The three regimens yielded a similarly high rate of freedom from metastases, at about 95% in each arm. The 60-Gy regimen had an edge in overall survival relative to the 74-Gy regimen (88.6% vs. 85.9%; HR, 0.84) that is hard to explain, according to Dr. Dearnaley.

"Because there is an 8:1 ratio of non–prostate cancer deaths to prostate cancer deaths, you would have to postulate something other than prostate cancer being affected by the radiotherapy fractionation," he said. "The answers on a postcard, because I can't think of one."

On central pathology review, nearly a fifth of evaluated trial patients had high-risk disease. "I know everybody wants to know about high-risk patients, but I'd rather take the trial results as a whole and look to see if there is any heterogeneity between those groups rather than perform a specific high-risk subgroup analysis," Dr. Dearnaley said, expressing concern about performing too many subgroup analyses.

That said, older patients on the trial tended to have higher risk. "It does seem hypofractionation was particularly useful in those patients," he noted. "Now, whether that's anything to do with their pathology or whether it's due to their age per se, I really don't know."

There were no differences between groups on rates of Radiation Therapy Oncology Group toxicity at 5 years, with grade 2 or worse bowel toxicity and bladder toxicity each seen in about 2% of patients.

There were no significant differences in rates of patient-reported "moderate or big" bowel bother (roughly 5%-8%) and urinary bother (roughly 7%-9%). For all regimens, bowel and urinary symptoms remained stable from 2-5 years.

Reassuring for Practice

These updated findings "support the continued use of 60 Gy in 20 fractions as the standard of care," Dr. Dearnaley said.

When the math is run to permit comparison, efficacy findings of the CHHiP trial show "amazing agreement" with those of the similar multinational PROFIT trial, he noted (J Clin Oncol. 2017 Jun 10;35(17):1884-90).

The absolute advantage in the failure-free rate of 3.1% and the overall survival rate of 2.7% for the 60-Gy regimen in CHHiP generated interest among symposium attendees about its possible superiority. "I think the 60 Gy is marginally more effective than the 74 Gy," Dr. Dearnaley said, but he acknowledged that there are no statistics to prove that.

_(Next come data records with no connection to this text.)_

PR #241, opened 2019-10-31
[Cherry] MEN-2880: Make artifact install respect the given file permissions 

oleorhagen:
The current Mender-Artifact install functionality had a bug in which the
temp-files it creates and uses for moving a file from the host to the target
with debugfs were created with the standard file permissions (0600). This did
pass test as only (0600) was tested. This fix creates a new temp-file, and
explicitly sets the file-permissions on it to match the one given on the command
line.

It has also added a couple of more test cases (0777, 0700) to make sure that the
same error as seen before does not slip unnoticed through the tests.

Changelog: Title

### DIFF
--- a/cli/mender-artifact/copy.go
+++ b/cli/mender-artifact/copy.go
@@ -17,7 +17,9 @@ package main
 import (
 	"fmt"
 	"io"
+	"io/ioutil"
 	"os"
+	"path/filepath"
 	"regexp"
 
 	"github.com/mendersoftware/mender-artifact/artifact"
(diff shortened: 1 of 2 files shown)


oleorhagen:
Acceptance tests fail, due to a missing version guard in the acceptance tests for the mender-artifact version. Fix: https://github.com/mendersoftware/meta-mender/pull/854

oleorhagen:
Green build: https://gitlab.com/Northern.tech/Mender/mender-qa/pipelines/93735892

"This CHHiP update is fantastic," said session cochair Paul L. Nguyen, MD, of the Dana-Farber Cancer Institute in Boston. "It is very reassuring that the initial results the investigators presented several years ago still hold up in the long term. It's even more reassuring for the use of hypofractionation, and it's great to know that we can use it across the age spectrum and it works well."

This trial is the only noninferiority hypofractionation trial in prostate cancer that includes a sizable share of patients at high risk for poor outcomes, a population for whom efficacy of this strategy is of particular interest, Dr. Nguyen noted.

"That's always been a question," he said. "The majority of the data from the noninferiority trials is for the low- and intermediate-risk patients. So it really would be interesting to learn whatever we can about high-risk patients from this trial."

The trial was funded by Cancer Research UK, Department of Health (UK), and the National Institute for Health Research Cancer Research Network. Dr. Dearnaley and Dr. Nguyen disclosed relationships with a range of pharmaceutical companies.